- Italian theatrical release poster
- Directed by: Nello Rossati
- Written by: Nello Rossati Paolo Vidali Claudia Florio Roberto Gianviti
- Produced by: Carlo Ponti
- Starring: Ursula Andress Duilio Del Prete
- Cinematography: Ennio Guarnieri
- Edited by: Albert Gallitti
- Music by: Gianfranco Plenizio
- Distributed by: Interfilm Italia
- Release date: 1975;
- Running time: 101 minutes
- Country: Italy
- Language: Italian

= The Sensuous Nurse =

1975 film by Nello Rossati

The Sensuous Nurse (L'Infermiera) is a 1975 commedia sexy all'italiana film directed by Nello Rossati and starring Ursula Andress and Duilio Del Prete. It features two Bond girls, Andress and Luciana Paluzzi. A sexually-provocative film, it regularly aired on late night cable television during the 1970s and 1980s. The film is also known by the English titles I Will If You Will, The Nurse, The Secrets of a Sensuous Nurse, and Nurse Anna.

==Plot==
Leonida Bottacin is an aging widower who owns a successful winery in Italy. While having sex with another man's wife, Leonida has a heart attack and falls into a coma. His heirs go to stay at his villa. The heirs include Leonida's nephew Gustavo; Leonida's niece Italia and her husband Benito; and Leonida's niece Jole and her son Adone. Besides Adone, none of them like Leonida.

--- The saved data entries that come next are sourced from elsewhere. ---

PR #728, opened 2017-10-23
Done

Gevanstron:


bin/tictactoe
```diff
@@ -1,3 +1,32 @@
 #!/usr/bin/env ruby
 
 require_relative '../config/environment'
+
+puts "Hello there, sunshine! Welcome to Tic Tac Toe!"
```

```ruby
#!/usr/bin/env ruby
       
TicTacToeCLI.new.call
```

```ruby
class TicTacToeCLI
  def initialize
  end

  def call
   # Your game logic
  end
end
```

lib/board.rb
```diff
@@ -0,0 +1,59 @@
...
+class Board
+
+  attr_accessor :cells
+
+  def reset!
+    @cells = [" ", " ", " ", " ", " ", " ", " ", " ", " "]
+  end
+
+  def initialize
+    self.reset!
```
jilustrisimo: Good job calling `reset!`

lib/board.rb
```diff
@@ -0,0 +1,59 @@
+require 'pry'
+
+class Board
+
+  attr_accessor :cells
+
+  def reset!
+    @cells = [" ", " ", " ", " ", " ", " ", " ", " ", " "]
```

lib/board.rb
```diff
@@ -0,0 +1,59 @@
...
+    puts " #{cells[0]} | #{cells[1]} | #{cells[2]} "
+    puts "-----------"
+    puts " #{cells[3]} | #{cells[4]} | #{cells[5]} "
+    puts "-----------"
+    puts " #{cells[6]} | #{cells[7]} | #{cells[8]} "
+  end
+
+  def position(user_input)
+    index = user_input.to_i - 1
+    cells[index]
```
jilustrisimo: You can refactor this to 1 line `cells[user_input.to_i - 1]`

lib/board.rb
```diff
@@ -0,0 +1,59 @@
...
+  end
+
+  def full?
+    self.cells.none? {|cell| cell == " "}
+  end
+
+  def turn_count
+    counter = 0
```

```ruby
def turn_count
end
```

lib/board.rb
```diff
@@ -0,0 +1,59 @@
...
+    counter
+  end
+
+  def taken?(user_input)
+    if position(user_input) == "X" || position(user_input) == "O" then true else false
+    end
+  end
+
+  def valid_move?(user_input)
+    if user_input.to_i.between?(1,9) && !taken?(user_input) then true else false
```
jilustrisimo: You do not need an if statement here. `user_input.to_i.between?(1,9) && !taken?(user_input)` by itself will return a boolean depending on how the conditions evaluate.

lib/game.rb
```diff
@@ -0,0 +1,87 @@
...
+  attr_accessor :board, :player_1, :player_2
+
+  def initialize(player_1 = Players::Human.new("X"), player_2 = Players::Human.new("O"), board = Board.new)
+    @board = board
+    @player_1 = player_1
+    @player_2 = player_2
+  end
+
+  def current_player
+    if board.turn_count.even?
```
jilustrisimo: Good job using `.even?`.  You could use a ternary expression instead of an if statement and just wanting 1 of 2 expressions return based on a condition `board.turn_count.even? ? @player_1 : @player_2`

lib/game.rb
```diff
@@ -0,0 +1,87 @@
...
+      player_1
+    else
+      player_2
+    end
+  end
+
+  def over?
+    if won?
```
jilustrisimo: You can refactor to `won? || draw?` to keep the code cleaner.

lib/game.rb
```diff
@@ -0,0 +1,87 @@
...
+      win.all? {|w| board.cells[w] == "X"} || win.all? {|w| board.cells[w] == "O"}
+    end
+  end
+
+  def draw?
+    board.full? && !won?
+  end
+
+  def winner
+    if won?
```

```ruby
if won = won?
  board.cells[won.first]
end
```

Leonida has not been interested in selling the winery, but Benito wants to take over and sell it to American business interests for a lot of money. However, while Leonida is still alive, the deal cannot be made. Benito assures the American Mr. Kitch that Leonida will die soon.

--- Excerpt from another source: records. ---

PR #22, opened 2015-02-21
Added onlineplayers

xCausxn:
Added onlineplayers which utilizes the length of the players array to
make it always available.

Possible to add bots to this count but i think just players would be
best.

Updated readme to include this change.

### DIFF
--- a/README.md
+++ b/README.md
@@ -54,6 +54,7 @@ Otherwise, the returned object is guaranteed to contain the following keys:
 * **name**
 * **map**
 * **password**: Boolean
+* **onlineplayers**
 * **maxplayers**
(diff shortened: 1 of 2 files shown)


sonicsnes:
I don't think I'm going to accept this. The readme clearly states that players.length is the suggested way to obtain this information, and adding another field is both information duplication (a source of errors and confusion in the future), as well as ambiguous (ie. does it or does it not include bots?)

xCausxn:
I made it only count the players as it is was it done on gametracker. However adding the bots would be easy anyway :P 

I thought it would be one less thing people would have to do :)

PR #35, opened 2015-10-26
Adjusted Port for Rust to remove offset by 1.

lukeacl:
The query port was changed to the game port instead of being offset by
1 as mentioned at http://playrust.com/devblog-74/. Duplicated the line
and renamed the old to rustlegacy for backwards support.


squarefanatic:
Hi there! Just following up if you'll be pulling this one in.

PR #70, opened 2017-12-14
Dynamic port binding

Coriou:
I wanted to run GameDig in parallel but was unable to because the socket created always binds to the same hardcoded port.

Now it will use a new and free UDP port for each query.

Leonida keeps living, though a doctor says that a second heart attack would be fatal. Benito visits his ex-girlfriend Anna, a seductive Swiss nurse, and hires her to attend to Leonida. Benito hopes that Leonida will be sufficiently excited by Anna to suffer another heart attack. Gustavo, Jole, and Italia are also in on the plan. Benito continues his ongoing sexual liaisons with both Anna and Jole.

Eventually, Leonida awakens from his coma. Benito urges Anna to be more sexual with Leonida. However, Anna acts professionally and rebuffs Leonida's advances. Leonida starts to recover his health.

Adone, who has a crush on Anna, catches Benito and Anna together and overhears them talking about their plan to kill Leonida. Adone becomes angry at Anna. Trying to find out what he knows, Anna seduces Adone. Despite his anger, Adone gives in to temptation and has sex with Anna. Afterward, Anna tells him that she had no intention of actually killing Leonida.

Kitch loses his patience and informs Benito that the deal is off. Anna and Adone work together to expose the heirs' deadly plan to Leonida, who subsequently kicks his relatives out of the villa.

Leonida and Anna fall in love, get married, and go on their honeymoon. That night, Leonida tries to initiate sex with Anna, but she says that he still needs time to recover. However, Leonida is unable to resist the attractive woman. They have sex, and Leonida suffers a heart attack and dies as a result. From the grave, Leonida says he has no regrets.

==Cast==
- Ursula Andress as Anna
- Duilio Del Prete as Benito Varotto
- Mario Pisu as Leonida Bottacin
- Daniele Vargas as Gustavo Scarpa
- Jack Palance as Mr. Kitch
- Luciana Paluzzi as Jole Scarpa
- Stefano Sabelli as Adone Scarpa
- Carla Romanelli as Tosca Floria Zanin
- Lino Toffolo as Giovanni Garbin
- Marina Confalone as Italia Varotto
- Attilio Duse as Doctor Pavan

== Production ==
The film was produced by Carlo Ponti's Compagnia Cinematografica Champion. Its working title was La seduttrice ('The seducer'). It was shot between Venice and Vittorio Veneto.

== Reception ==
Domestically, the film was a massive success, grossing over 2,1 billion lire.